EXERCISE DIRECTIONS ▸ Using the data below, output the first line and every line after it up to and including the line containing "As an alternative, should", exactly as written and with nothing added.

Collected data entries
★ ★ ★ ★

PR #2030, opened 2021-07-29
[chore] deduplicate config types

ignatiusmb:
It's getting harder to track changes that happens to the config options, this will make it so that we derive `ValidatedConfig` from `Config` and only need to change stuff in one place.


benmccann:
looks like there's a merge conflict

packages/kit/types/helper.d.ts
```diff
@@ -31,3 +31,10 @@ export type InferValue<T, Key extends keyof T, Default> = T extends Record<Key,
 	: Default;
 export type MaybePromise<T> = T | Promise<T>;
 export type Rec<T = any> = Record<string, T>;
+export type RecursiveRequired<T> = {
```
benmccann, line 34: I can't understand what this is doing. It probably deserves a code comment at least

As an alternative, should we replace `Config` with `Partial<ValidatedConfig>`?

ignatiusmb: This is a recursive implementation of [Required](https://www.typescriptlang.org/docs/handbook/utility-types.html#requiredtype), with a few modifications to handle some of our differences between user config and validated config. I'll add a code comment for that one.

Replacing with `Partial<ValidatedConfig>` as an alternative would still need a recursive implementation of `Partial` as it only sets properties one-level deep, `ValidatedConfig` also has `kit: { files: { setup: string } }` which is only used after validation and not in the user config.

packages/kit/types/helper.d.ts
```diff
@@ -31,3 +31,14 @@ export type InferValue<T, Key extends keyof T, Default> = T extends Record<Key,
...
+	// Recursive implementation of Required utility type.
```
benmccann, line 35:
```suggestion
	// Recursive implementation of TypeScript's Required utility type.
```

PR #2037, opened 2021-07-29
[docs] update adapter doc examples

smj-edison:
This PR updates the examples in the adapter docs to use `adapter()` instead of `node()`.


smj-edison:
Never mind, this isn't necessary.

★ ★ ★ ★

ANSWER TO THE PROBLEM ▸
PR #2030, opened 2021-07-29
[chore] deduplicate config types

ignatiusmb:
It's getting harder to track changes that happens to the config options, this will make it so that we derive `ValidatedConfig` from `Config` and only need to change stuff in one place.


benmccann:
looks like there's a merge conflict

packages/kit/types/helper.d.ts
```diff
@@ -31,3 +31,10 @@ export type InferValue<T, Key extends keyof T, Default> = T extends Record<Key,
 	: Default;
 export type MaybePromise<T> = T | Promise<T>;
 export type Rec<T = any> = Record<string, T>;
+export type RecursiveRequired<T> = {
```
benmccann, line 34: I can't understand what this is doing. It probably deserves a code comment at least

As an alternative, should we replace `Config` with `Partial<ValidatedConfig>`?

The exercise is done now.